If you have a smart network device like a cisco router, you can set it up to do PAT (port address translation) for your IP's. Port 80 can forward to your regular production webserver, and port 8080 can forward to your STAGE server (its port 80).. Then all you do is have apache do URL rewriting on your STAGE server and append 8080 to all the hostnames it sees. Now all your posts and links will go to the correct STAGE servers, and your apache configs can be exactly the same also.
Regarding the hard coded (or user-inputted) domain names: you could add the domains to your hosts file. That should solve your problems during development and preview. Your browser will retrieve the IP for www.mysite.com and find 127.0.0.1 or the IP of the preview site in the hosts file. The tricky part is that just by looking at the URL in the browser, you cannot determine whether you are looking at the production site or not. (The ShowIP addon for Firefox can help you here.)
Regarding CVS/SVN: I would really advice you to go for SVN. It's not harder to use than CSV but has some advantages (e.g. renaming is possible). For more information see e.g. this question.

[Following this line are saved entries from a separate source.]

PR #4445, opened 2025-10-03
Sed for parsing mustache bocks does not allow some expected characters - take 2

### LINKED ISSUE #4201: Sed for parsing mustache bocks does
### Renderer

v3

### Browser

Chrome

### Operating System

Windows

### What happened?

A number of regular shift-state symbols are not accepted by the regex when trying to use them in a CSS property.  

Example:

```
\page {--chapterName:"'Dungeons & Dragons'"}
```

### Code

```gfm

```

dbolack-ab:
## Description

Resubmit the PR for additional allowed characters, minus braces.

There is still an issue with divs I cannot spot.

---- From the original ----

The regex for mustaches prevents using common and not-so-common characters that users may wish to assign to CSS property vars when those vars are used for strings.

\&\:\!\@\$\^\*\<\>\;\:\[\]\{\}\-\_\+\=

- Closes #4201 

### Reviewer Checklist

  - [ ] Test using \&\:\!\@\$\^\*\<\>\;\:\[\]\-\_\+\= characters in --property assignment string
  example: `\page {MnMCinnabar,pattern1,--chapterName:"'Blue : ! @ $ * < > ; : [ ] - _ + ='"}`
  - [ ] Test using \&\:\!\@\$\^\*\<\>\;\:\[\]\-\_\+\= characters in --property assignment string in a div block
  example: `\page {MnMCinnabar,pattern1,--chapterName:"'Blue : ! @ $ * < > ; : [ ] { } - _ + ='"
  
  }`
  - [ ] Verify syntax highlighting still hilights
  - [ ] Verify other mustache assignments still are set up.


5e-Cleric:
It seems like `=` is not valid

dbolack-ab:
> It seems like `=` is not valid

Yeah, not sure what broke there. Will give it a poke later.

The example tests were also bad.

shared/naturalcrit/markdown.js
```diff
@@ -185,7 +185,7 @@ const mustacheSpans = {
 	start(src) { return src.match(/{{[^{]/)?.index; },  // Hint to Marked.js to stop and check for a match
 	tokenizer(src, tokens) {
 		const completeSpan = /^{{[^\n]*}}/;               // Regex for the complete token
-		const inlineRegex = /{{(?=((?:[:=](?:"['\w,\-+*/()#%=?. ]*"|[\w\-+*/()#%.]*)|[^"=':{}\s]*)*))\1 *|}}/g;
+		const inlineRegex = /{{(?=((?:[:=](?:"['\w,\-()#%=?. \&\:\!\@\$\^\*\<\>\;\:\[\]\-\_\+\=]*"|[\w\-()#%.]*)|[^"=':{}\s]*)*))\1 *|}}/g;
```
calculuschild: For legibility, most of these added symbols do not need the backslash escape.

In trying to see why this was failing some cases, note that between `" "` double quotes, we already had `-`, `+`, `=`, `*`, but have lost `/`

Also note that without quotes, we have lost `+` and `*` and `/`.

Maybe this gets us closer:
`/{{(?=((?:[:=](?:"['\w,\-+*/()#%=?.&:!@$^<>;:\[\]_= ]*"|[\w\-+*/()#%.]*)|[^"=':{}\s]*)*))\1 *|}}/`

Same comment applies to the other two cases.

shared/naturalcrit/markdown.js
```diff
@@ -242,7 +242,7 @@ const mustacheDivs = {
 	start(src) { return src.match(/\n *{{[^{]/m)?.index; },  // Hint to Marked.js to stop and check for a match
 	tokenizer(src, tokens) {
 		const completeBlock = /^ *{{[^\n}]* *\n.*\n *}}/s;                // Regex for the complete token
-		const blockRegex = /^ *{{(?=((?:[:=](?:"['\w,\-+*/()#%=?. ]*"|[\w\-+*/()#%.]*)|[^"=':{}\s]*)*))\1 *$|^ *}}$/gm;
+		const blockRegex = /^ *{{(?=((?:[:=](?:"['\w,\-()#%=?.\&\:\!\@\$\^\*\<\>\;\:\[\]\-\_\+\= ]*"|[\w\-()#%. ]*)|[^"=':{}\s]*)*))\1 *$|^ *}}$/gm;
```
calculuschild: This Regex mistakenly allows ` ` to the non-quote case. Which means users can input `color:re d`, which is invalid.

calculuschild:
As for this test case:

```
{{--chapterName:"'Blue : ! @ $ * < > ; : [ ] - _ + ='"
  Hi!
}}
```

The one character that seems to fail for me is `>`. I'm not sure why.

Edit: It's prematurely ending the opening DIV tag:

image

Maybe worth removing <> for now; We can get the rest of the characters working, and then add some HTML encoding or something for the others. I feel like it's going to need more thought because that may have weird interactions with variable values if they are encoded.

shared/naturalcrit/markdown.js
dbolack-ab: Fixed.

shared/naturalcrit/markdown.js
dbolack-ab: Testing with this one.

dbolack-ab:
> The one character that seems to fail for me is `>`. I'm not sure why.
> 
> Edit: It's prematurely ending the opening DIV tag:

> Maybe worth removing <> for now; We can get the rest of the characters working, and then add some HTML encoding or something for the others. I feel like it's going to need more thought because that may have weird interactions with variable values if they are encoded.

Agreed. removing for now. This PR was *mostly* concerned with getting characters that would likely be used in chapter heads in ( so mostly hyphen and ampersand ) and I kinda dogpiled the others that were missing...

calculuschild:
Ok, I think this one is alright now. I don't see any failures.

As for the previewing in a sandbox, this is what we do: we do most of our development on trunk (or on a branch, but the rest of the process is almost the same). Once we are ready to show it to the customer, we create a tag. This tag is used to update the preview server. If the customer isn't satisfied, we develop some more on trunk (or the branch), create a new tag, update preview with the tag, etc. Once the customer is happy we use the exact same tag running on preview to also update the production server. This way we can be sure that the preview and production server have the same code base.